I guess this—like the libertarian opposition to the Civil Rights Act—is based in the primacy of the free market, the idea that, say, the market would have eventually taken care of Jim Crow without government intervention, and that the wound to the liberty of the business owners affected is greater than the detriment to society of the discriminatory policy and to the individuals discriminated against.
Business owner refuses service to customer, thereby exercising individual liberty. Government gets involved via litigation. That’s bad, per your thinking. The market should sort it out.

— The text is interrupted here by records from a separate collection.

PR #141, opened 2020-04-07
Add test for ipynb as toctree

chrisjsewell:


chrisjsewell:
@AakashGfude @mmcky In this PR I add a test for including a toctree in a notebook, and don't find any issues?

You need to modify this test to reproduce the issue you are having. 
If you uncomment the following line, with a suitable path on your machine:

https://github.com/ExecutableBookProject/MyST-NB/blob/2cf7e6467eae1c64daf124d4020a29b1b47412da/tests/test_parser.py#L49

Then run `pytest -k test_toctree_in_ipynb`,
it will output the full test build there for you to look at (rather than in the default temporary directory)

chrisjsewell:
The main thing here is that we need a **minimal** working example of the problem, to identify the issue

mmcky:
@chrisjsewell here is a pretty minimal example

https://github.com/ExecutableBookProject/myst-nb.example-project/tree/minimal

mmcky:
So the issue comes about when a notebook contains a `code` block. As soon as I delete the `code cell` from `ar1_processes` document in the above minimal example. The `pdf` will compile as expected without the sphinx warning that the `ar1_processes` document is missing.

chrisjsewell:
From b541b73, this is only an issue for latex (and possibly other non-html) builds.
The initial doctrees are created correctly created, but for some reason `other.ipynb` is not included in the build process in later phases, evidenced by the post-transform `CellOutputsToNodes` never being applied to it.

mmcky:
@chrisjsewell I suspect this will be an issue for:

1. `texinfo`
1. `manpage`
1. `latex`
1. `singlehtml`

not that we plan to support `manpage` and `texinfo`

mmcky:
Ok I think the offending line in `docutils` is:

```python
*** TypeError: __init__() got multiple values for argument 'outputs'
```

when it tries to unpack `**attributes` there are two `outputs` in the method call as `**attributes` includes `{'ids': [], 'classes': [], 'names': [], 'dupnames': [], 'backrefs': [], 'outputs': 0}`

and the method has an `outputs` argument

```
class CellOutputBundleNode(nodes.container):
    """Represent a MimeBundle in the Sphinx AST, to be transformed later."""

    def __init__(self, outputs, rawsource="", *children, **attributes):
        self.outputs = outputs
        attributes["outputs"] = len(outputs)
        super().__init__("", **attributes)
```

chrisjsewell:
Thanks @mmcky, this should be fixed in ebd9363

myst_nb/parser.py
```diff
@@ -230,7 +230,7 @@ def render_nb_code_cell(self, token: Token):
         # ==================
         # Cell output
         # ==================
-        if "remove_output" not in tags:
+        if "remove_output" not in tags and cell["outputs"]:
```
chrisjsewell, line 233: Here I now skip the creation of the `CellOutputNode` if the code cell has no outputs. @choldgraf any reason you can think of why this should not be done?

mmcky:
perfect thanks @chrisjsewell just got the `pdf` building by changing the count variable name.

myst_nb/parser.py
choldgraf: Nah that sounds like a good idea to me

chrisjsewell: 👍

In the case of, say, social media companies banning certain users or advertisers fleeing certain media properties, it seems like exactly that kind of market-based sorting is taking place. But you think this is also bad. I mean, I have some qualms about it, too, but I’m not sure that you’ve really addressed the tension between these two scenarios. I get that you think it should be legal. You seem to think there’s a societal cost to all speech not being respected. I guess you wouldn’t express it that way, but rather as an injury to the individual liberty of the speaker. But in one case you seem to be taking the side of the individual/entity who’s doing the discriminating, and in the other case, the side of the individual who’s being discriminated against. It seems like a value judgement about whose free speech and free association is favored. It seems like the libertarian absolutist position should be consistent—if one exercise of liberty on the part of a private entity (eg the “no Jews allowed” sign) trumps the injury suffered by those affected, shouldn’t another (“you can’t say that under our terms of service”) get the same treatment? I get that you think that both should be legal, but I’m trying to put my finger on why in one case we’re content to lean on the wisdom of the market, but in the other, you’re consistently hot under the collar about the market’s remedy. It seems like you’re espousing a consistent principle, yet applying a value judgement subjectively.